In Exensys Software Solutions Ltds case AO noted that it had claimed higher depreciation on software @60% and on software development @100%. AO reworked allowable depreciation. Assessee did not challenge quantum addition. AO levied penalty. CIT(A) held that assessee had made full disclosure of its income and higher percentage claimed in depreciation was only a bonafide error which was corrected. CIT(A) deleted penalty. ITAT confirmed deletion. - 500369
1. M/s Exensys Software Solutions Ltd was engaged in software business and filed its return of income for the year under consideration admitting Nil income.
2. Later, it filed a revised return of income on admitting Nil income under normal provision and Rs. 1.2 crore under MAT.
3. AO passed assessment order u/s 143(3) (of Income Tax Act, 1961) assessing the total loss admitted by assessee at Rs 2.77 crores.
4. During the course of assessment AO noted that assessee had claimed higher depreciation on software @60% and on software development @100%.
5. Observing that any purchase or development made on software comes under intangible assets and the rate of depreciation is @25% only, AO reworked allowable depreciation and arrived at excess depreciation claimed by assessee at Rs 19.99 crores.
6. Assessee did not go in appeal against the quantum addition.
7. Thereafter, AO initiated penalty proceedings u/s 271(1)(c) (of Income Tax Act, 1961), and levied penalty.
8. CIT(A) cancelled the penalty imposed by AO.
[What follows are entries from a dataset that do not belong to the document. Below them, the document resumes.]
PR #319, opened 2023-10-11
Add field initializing constructor, fix explicit, fix deserialization bug

skeetsaz:
When you use "cetl++14-17" or "c++17-pmr" we code-gen message classes with
constructors that take an allocator.  Since the class has a user-defined
constructor this means it can no longer use aggregate initialization
(https://en.cppreference.com/w/cpp/language/aggregate_initialization)
This is inconvenient so I'm adding a constructor with args for each field,
in order.  This also makes it possible to declare a const message instance.

Some single arg constructors weren't marked explicit, thus becoming user-defined
conversion functions, which introduces unexpected bugs. I've fixed all the
constructors so any single-arg ones are declared explicit.

Fixed a deserialization bug where the allocator was not getting passed to a
temporary.


skeetsaz:
This is showing old commits so I think I put up the pull request incorrectly.  Will put up a new one.

PR #323, opened 2023-11-18
Fix issues: allocator passing, verification test C++ flavors, union code-gen

skeetsaz:
- Changed the verification tests CMakeLists.txt so it uses a matrix of test files to language flavors.  This allows turning language flavors on or off for each test.
- Updated the docker image tag used by the verification tests.
- Fixed the c++17-pmr flavor to use "memory_resource" as the allocator include since that's where std::pmr::polymorphic_allocator is.
- Exclude unions from all code-gen using allocator since there is not a way to pass it through to the elements of std::variant in a way that makes sense.


pavel-kirienko:
>Exclude unions from all code-gen using allocator since there is not a way to pass it through to the elements of std::variant in a way that makes sense.

Could you please expand a bit on the implications of this for user code? Will one still be able to use unions with pmr?

skeetsaz:
I looked into using unions with PMR and it looks like it is indeed do-able.  I worked out what the code-gen should look like here.  There are a few subtleties but I think it's a good way to go.
https://godbolt.org/z/qvWTnhEd8

If you don't mind, I'd like to move forward with what I have here and do the union work in a separate PR.  The current code checked into github is broken (not sure why the github automated tests aren't running everything but if you pull it down locally and run all the verification tests they are broken.)  This will get them all compiling/passing again.

Thanks for bringing this up.  I was not too familiar with std::variant so it forced me to read up on it and understand it better.

skeetsaz:
All the tests pass except for readthedocs which seems to be broken due to some infrastructure issue.

thirtytwobits (approved):

PR #326, opened 2024-01-18
Allow setting support_templates_dir additionally to templates_dir

swuerl:
Using an external template for support code is currently not possible, as it was explicitly disabled to fix a bug:
https://github.com/OpenCyphal/nunavut/commit/c7db1bd6bf626585eaa4e1355f6bd82d99b48320

I was working around that bug in the past, by just calling nunavut twice, for support and templates, e.g.:

```
nnvg --templates my_template/support --target-language c --generate-support never ...
nnvg --templates my_template/templates --target-language c --generate-support only ...
```

Since version 2.1.0, this is not possible anymore. This PR implements this use-case properly again, by adding an argument `--support-templates` to separate support from struct serialization. So now it becomes:

```
nnvg --support-templates my_template/support  --templates my_template/templates --target-language c ...
```


thirtytwobits:
Sorry for the delay on this. I'm looking at the PR now...

thirtytwobits:
This is great. I'll open an issue to refactor that constructor as it's gotten too complicated and should take a configuration object instead. Thanks @swuerl

thirtytwobits (approved):

PR #333, opened 2024-03-16
[python] Make the Python language verification suite pass against Python 3.12

### LINKED ISSUE #332: Add Python 3.12 support for generated python
The current nunavut_support.py.jinja template produces type annotations that are not compatible with both python 3.11 and 3.12. Fix and add 3.12 test to the noxfile

pavel-kirienko:
Fix #332


pavel-kirienko:
@thirtytwobits it works fine on my local machine with Python 3.12.2, but fails in CI with an obscure internal error originating from the `coverage` package. There are a couple of odd reports related to it:

- https://github.com/nedbat/coveragepy/issues/1634
- https://github.com/nedbat/coveragepy/issues/1376

I suspect at the moment that this is not our problem; the latest CI run will reveal more info.

pavel-kirienko:
Hah! We're running an alpha build of Python: https://github.com/OpenCyphal/nunavut/actions/runs/8310952438/job/22744051997?pr=333#step:4:269

@thirtytwobits we're going to need a newer Python, our code is fine

thirtytwobits (approved):

PR #343, opened 2024-08-27
Add `FullNameAndVersion` to c++

serges147:


serges147:
> Can you change tox.ini to remove `types-pkg_resources` and add `types-setuptools`? ...

@thirtytwobits I did, now it fails on doctest

PR #1802, opened 2018-07-26
Set correct default values for texture slot properties

Kink3d:
### Purpose

This PR removes the hardcoding of the default value for texture properties. This is now set via the `Texture2DInputMaterialSlot`.

Implemented for nodes:
- SampleTexture2D
- SampleTexture2DLOD
- Triplanar

### Changes

- Add `DefaultType` enum to `TextureShaderProperty`
- Serialise `DefaultType` member on `TextureShaderProperty`
- Append correct default value in `GetPropertyBlockString`
- Serialise `DefaultType` member on `Texture2DInputMaterialSlot`
- Set `defaultType` on shader property when created in `Texture2DInputMaterialSlot`
- Set correct default type on nodes listed above

### Risks

- Currently, when a node tries to change its property's default value based on an on-node control, the correct code is generated but the preview is not updated until it is redrawn again. This is due to the order in which this code is executed. This repros when the node is not connected to the master node, otherwise it updates correctly. Fixing this requires a big refactor and therefore, probably, should not be included in a bugfix PR.


com.unity.shadergraph/Editor/Data/Graphs/Texture2DInputMaterialSlot.cs
```diff
@@ -7,18 +7,29 @@
 
 namespace UnityEditor.ShaderGraph
 {
+    using DefaultType = TextureShaderProperty.DefaultType;
```
pbbastian: Unity style reference disallows putting `using` inside a namespace. Make sure to also get the other instances of this :)

com.unity.shadergraph/Editor/Data/Nodes/Input/Texture/SampleTexture2DLODNode.cs
```diff
@@ -76,6 +77,9 @@ public sealed override void UpdateNodeAfterDeserialization()
         // Node generations
         public virtual void GenerateNodeCode(ShaderGenerator visitor, GenerationMode generationMode)
         {
+            var textureSlot = FindInputSlot<Texture2DInputMaterialSlot>(TextureInputId);
+            textureSlot.defaultType = (textureType == TextureType.Normal ? DefaultType.Bump : DefaultType.White);
```
pbbastian: Not a fan of modifying global state during code generation. Could this be done immediately when selecting the type in the dropdown instead?

com.unity.shadergraph/Editor/Data/Nodes/Input/Texture/SampleTexture2DLODNode.cs
```diff
@@ -4,8 +4,7 @@
 using UnityEditor.ShaderGraph.Drawing.Controls;
 
 namespace UnityEditor.ShaderGraph
-{
-    
+{
```
pbbastian: ❤️

PR #1811, opened 2018-07-30
 Fixed _WorldToShadow warning.

phi-lira:
Fixed Property (_WorldToShadow) exceeds previous array size (5 vs 1) warning due caused because we cache the shader property ID. Solution was to remove the ifdef around the property. In the shader code the matrix will be turned into a vec4 array and we don't benefit from not indexing.

### DIFF
--- a/com.unity.render-pipelines.lightweight/CHANGELOG.md
+++ b/com.unity.render-pipelines.lightweight/CHANGELOG.md
@@ -5,7 +5,7 @@ The format is based on [Keep a Changelog](http://keepachangelog.com/en/1.0.0/)
 and this project adheres to [Semantic Versioning](http://semver.org/spec/v2.0.0.html).
 
 ## [Unreleased]
-- Fixed Property (_WorldToShadow) exceeds previous array size (5 vs 1) warning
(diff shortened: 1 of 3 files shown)


phi-lira:
Tests Green: https://katana.bf.unity3d.com/projects/com.unity.render-pipelines/builders/proj57-All%20Tests/builds/324?automation-tools_branch=add-platform-filter&ScriptableRenderLoop_branch=lw/fix-shadowcascadewarning&unity_branch=trunk

com.unity.render-pipelines.lightweight/CHANGELOG.md
```diff
@@ -4,6 +4,9 @@ All notable changes to this package will be documented in this file.
 The format is based on [Keep a Changelog](http://keepachangelog.com/en/1.0.0/)
 and this project adheres to [Semantic Versioning](http://semver.org/spec/v2.0.0.html).
 
+## [Unreleased]
+- Fixed Property (_WorldToShadow) exceeds previous array size (5 vs 1) warning
```
Katstodian: Please replace with:
When you change a Shadow Cascade option in the Pipeline Asset, this no longer warns you that you've exceeded an array size.

PR #1814, opened 2018-07-31
Lw/fix custom renderer lifetime 1061353

phi-lira:
Fixes case 1061353:
   - Materials are not cached anymore in the passes, instead the renderer is passed in execution and resources are accessed from it.


stramit:
Feel free to squash and merge when katana is green.

PR #1829, opened 2018-08-02
Convert LW / Core RP tests into pacakges

stramit:
Port LW and Core tests to live in packages. They will be built as part of the package build process and also published. This means the can be used on katana and similar for testing.

LW / core are 'first version' of this. We need 'real usage' before we port HD / Shader Graph.

Katana:
https://katana.bf.unity3d.com/projects/com.unity.render-pipelines/builders?automation-tools_branch=add-platform-filter&ScriptableRenderLoop_branch=packagify-tests&unity_branch=trunk


build.py
```diff
@@ -9,15 +9,13 @@ def packages_list():
...
+        ("com.unity.testing.srp.core", os.path.join("com.unity.testing.srp.core")),
+        ("com.unity.testing.srp.lightweight", os.path.join("com.unity.testing.srp.lightweight"))
     ]
 
 def test_packages_list():
     return [
-        "com.unity.render-pipelines.core",
-        "com.unity.render-pipelines.lightweight",
-        "com.unity.render-pipelines.high-definition",
-        "com.unity.shadergraph"
```
phi-lira: we are removing hd and shader graph from this list but not adding any test package to the one above. Is this expected?

com.unity.testing.srp.lightweight/Tests/Unity.Testing.SRP.Lightweight.Runtime.asmdef.meta
```diff
@@ -1,5 +1,5 @@
 fileFormatVersion: 2
-guid: c30d5ade4e19e114ba605fbd1faa5512
+guid: 7a8b1e213daa42642a24d29f85104bfc
```
phi-lira: Is this GUID change intentional?

build.py
stramit: yep this is correct for what we are doing.

com.unity.testing.srp.lightweight/Tests/Unity.Testing.SRP.Lightweight.Runtime.asmdef.meta
stramit: not intentional but does not matter for asm defs

PR #1830, opened 2018-08-02
Lw/receive shadows prop

phi-lira:
Adds supports to receive shadows property in LWRP. 
 - The property is exposed in the material instead of in the renderers.
 - Standard Physically Based and Simple Lighting shaders define shader_feature _RECEIVE_SHADOWS_OFF
 - Shaders that don't define and set this keyword keep the original behavior of receiving shadows.

Adding Matt Dean for awareness if we need something in ShaderGraph


com.unity.render-pipelines.lightweight/LWRP/Editor/ShaderGUI/LightweightShaderGUI.cs
```diff
@@ -26,6 +26,7 @@ private static class Styles
         public static GUIContent twoSidedText = new GUIContent("Two Sided", "Render front and back faces");
         public static GUIContent alphaClipText = new GUIContent("Alpha Clip", "Enable Alpha Clip");
         public static GUIContent alphaClipThresholdText = new GUIContent("Clip Threshold", "Threshold for alpha clip");
+        public static GUIContent receiveShadowText = new GUIContent("Receive Shadows", "Enables this material to receive shadows if there is at least a shadow casting light affecting it.");
```
aleks01010101: "...if there is at least one shadow casting light..."

com.unity.render-pipelines.lightweight/LWRP/Shaders/LightweightStandard.shader
```diff
@@ -51,6 +51,8 @@ Shader "LightweightPipeline/Standard (Physically Based)"
         [HideInInspector] _DstBlend("__dst", Float) = 0.0
         [HideInInspector] _ZWrite("__zw", Float) = 1.0
         [HideInInspector] _Cull("__cull", Float) = 2.0
+
+        _ReceiveShadows("Receive Shadows", Float) = 1.0
```
aleks01010101: Shouldn't this have [ToggleOn] or [ToggleOff] or somesuch?

phi-lira:
We don't have custom material inpector for terrains ATM and it seems the Terrains didn't originally had the option for receive shadows. At least for now I think it's safe to not have it. If people ask for it then we can discuss about adding it.

com.unity.render-pipelines.lightweight/LWRP/Shaders/LightweightStandard.shader
phi-lira: I couldn't find much docs about it but it seems this is used for EditorGUILayout.PropertyField. While drawing this property we use EditorGUILayout.Toggle which seems to make the [ToogleOn/Off] Not necessary.

com.unity.render-pipelines.lightweight/LWRP/Editor/ShaderGUI/LightweightShaderGUI.cs
phi-lira: fixed

PR #1832, opened 2018-08-02
Disable SSS when luxmeter is enabled

alelievr:


com.unity.render-pipelines.high-definition/HDRP/RenderPipeline/HDRenderPipeline.cs
```diff
@@ -785,7 +785,7 @@ public override void Render(ScriptableRenderContext renderContext, Camera[] came
 
                 FrameSettings currentFrameSettings = new FrameSettings();
                 // Get the effective frame settings for this camera taking into account the global setting and camera type
-                FrameSettings.InitializeFrameSettings(camera, m_Asset.GetRenderPipelineSettings(), srcFrameSettings, ref currentFrameSettings);
+                FrameSettings.InitializeFrameSettings(camera, m_Asset.GetRenderPipelineSettings(), m_DebugDisplaySettings, srcFrameSettings, ref currentFrameSettings);
```
sebastienlagarde: Don't pass the m_DebugDisplaySettings to the function but do the modification after: 

for example just after this:

                   // Disable post process if we enable debug mode or if the post process layer is disabled
                    if (m_CurrentDebugDisplaySettings.IsDebugDisplayRemovePostprocess() || !HDUtils.IsPostProcessingActive(postProcessLayer))
                    {
                        currentFrameSettings.enablePostprocess = false;
                    }

PR #1854, opened 2018-08-07
Light attenuation matching that of baked GI

egomeh:
* Adds light request callback for lights when baking. This sets the falloff to inverse square, and the inner cone angle of the spotlights.
* Changes the light attenuation in `Lighting.hlsl` to match the baked GI.
* Adds a graphics test for light attenuation in spotlights.


com.unity.render-pipelines.lightweight/LWRP/LightweightPipeline.cs
```diff
@@ -359,5 +365,127 @@ void SetupPerCameraShaderConstants(CameraData cameraData)
...
+            // In that case `light.bakingOutput.lightmapBakeType` would be baked, instead of mixed, whereas `light.lightmapBakeType` would still be mixed. But this difference is only relevant in editor builds
+#if UNITY_EDITOR
+            lightData.mode = LightmapperUtils.Extract(light.lightmapBakeType);
+#else
+            lightData.mode = LightmapperUtils.Extract(light.bakingOutput.lightmapBakeType);
+#endif
+
+            lightData.shadow = (byte)(light.shadows != LightShadows.None ? 1 : 0);
+
+            if (true)
```
phi-lira: I think this was left here by mistake.

com.unity.render-pipelines.lightweight/LWRP/LightweightPipeline.cs
```diff
@@ -359,5 +365,127 @@ void SetupPerCameraShaderConstants(CameraData cameraData)
...
+                        lightData.coneAngle = light.spotAngle * Mathf.Deg2Rad; // coneAngle is the full angle
+                        lightData.innerConeAngle = LightmapperUtils.ExtractInnerCone(light) * 0.5f;
+#if UNITY_EDITOR
+                        lightData.shape0 = light.shadows != LightShadows.None ? light.shadowRadius : 0.0f;
+#else
+                        lightData.shape0 = 0.0f;
+#endif
+                        lightData.shape1 = 0.0f;
+                        lightData.type = UnityEngine.Experimental.GlobalIllumination.LightType.Spot;
+                        lightData.falloff = FalloffType.InverseSquared;
```
phi-lira: So, the only thing you want to override is the falloff right? Isn't there a default initializer for this lightData? If so, it would be nice to initialize it with the default value and just override what we need in case of Spot and Point lights.

com.unity.render-pipelines.lightweight/LWRP/LightweightPipeline.cs
```diff
@@ -359,5 +365,127 @@ void SetupPerCameraShaderConstants(CameraData cameraData)
...
+                        lightData.innerConeAngle = 0.0f;
+
+#if UNITY_EDITOR
+                        lightData.shape0 = light.shadows != LightShadows.None ? light.shadowRadius : 0.0f;
+#else
+                        lightData.shape0 = 0.0f;
+#endif
+                        lightData.shape1 = 0.0f;
+                        lightData.type = UnityEngine.Experimental.GlobalIllumination.LightType.Point;
+                        lightData.falloff = true ? FalloffType.InverseSquared : FalloffType.InverseSquaredNoRangeAttenuation;
```
phi-lira: Also remove the if (true) here.

com.unity.render-pipelines.lightweight/LWRP/LightweightPipeline.cs
```diff
@@ -359,5 +365,127 @@ void SetupPerCameraShaderConstants(CameraData cameraData)
...
+            for (int i = 0; i < requests.Length; i++)
+            {
+                Light light = requests[i];
+#if UNITY_EDITOR
+                if (LightmapperUtils.Extract(light.lightmapBakeType) == LightMode.Realtime)
+                    lightData.InitNoBake(light.GetInstanceID());
+                else
+                    LightDataGIExtract(light, ref lightData);
+#else
+            ld.InitNoBake(l.GetInstanceID());
```
phi-lira: Isn't Lightmapping class Editor only? If so the delegates should be guarded by UNITY_EDITOR. Please test if you can build a player just to see there are no issues with Editor classes.

com.unity.render-pipelines.lightweight/LWRP/Passes/SetupLightweightConstanstPass.cs
```diff
@@ -203,7 +197,7 @@ void SetupMainLightConstants(CommandBuffer cmd, ref LightData lightData)
                 }
             }
 
-            cmd.SetGlobalVector(LightConstantBuffer._MainLightPosition, new Vector4(lightPos.x, lightPos.y, lightPos.z, lightDistanceAttenuation.w));
+            cmd.SetGlobalVector(LightConstantBuffer._MainLightPosition, new Vector4(lightPos.x, lightPos.y, lightPos.z, lightColor.w));
```
phi-lira: So I think we can use the lightPos.w here. Taking a look at the shader it's only used in the GetLightDirectionAndAttenuation to tell if it's a puntual or directional light but now since we have light classification that function is never called for a Directional Light.

com.unity.render-pipelines.lightweight/LWRP/ShaderLibrary/Lighting.hlsl
```diff
@@ -40,10 +40,9 @@
 struct LightInput
 {
     float4  position;
-    half3   color;
-    half4   distanceAttenuation;
+    half4   color;
```
phi-lira: if you use the lightPos.w remember to change this back to half3.

com.unity.render-pipelines.lightweight/LWRP/ShaderLibrary/Lighting.hlsl
```diff
@@ -128,7 +125,7 @@ half4 GetMainLightDirectionAndAttenuation(LightInput lightInput, float3 position
     half4 directionAndAttenuation = GetLightDirectionAndAttenuation(lightInput, positionWS);
```
phi-lira: We can remove this function.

On appeal, the ITAT held as under:
9. We are of the view that penalty cannot be levied on presumptions relying on the judgment of the Hon'ble Supreme Court in the case of Dilip N Shroff Vs JCIT (291 ITR 519).
10. In the case under consideration, the ld. CIT(A) gave a categorical finding that the assessee has made proper and full disclosure of its income and the higher percentage claimed in depreciation was only a bonafide error which was corrected by assessee.
11. Therefore, the ratio laid down by the Hon'ble Supreme Court fully supports and is applicable to the case of assessee.
12. Accordingly, we do not find any infirmity in the order of ld. CIT(A) in cancelling the penalty of Rs. 6,79,65,180/- levied by AO u/s 271(1)(c) (of Income Tax Act, 1961) and the same is hereby upheld dismissing the grounds raised by the revenue.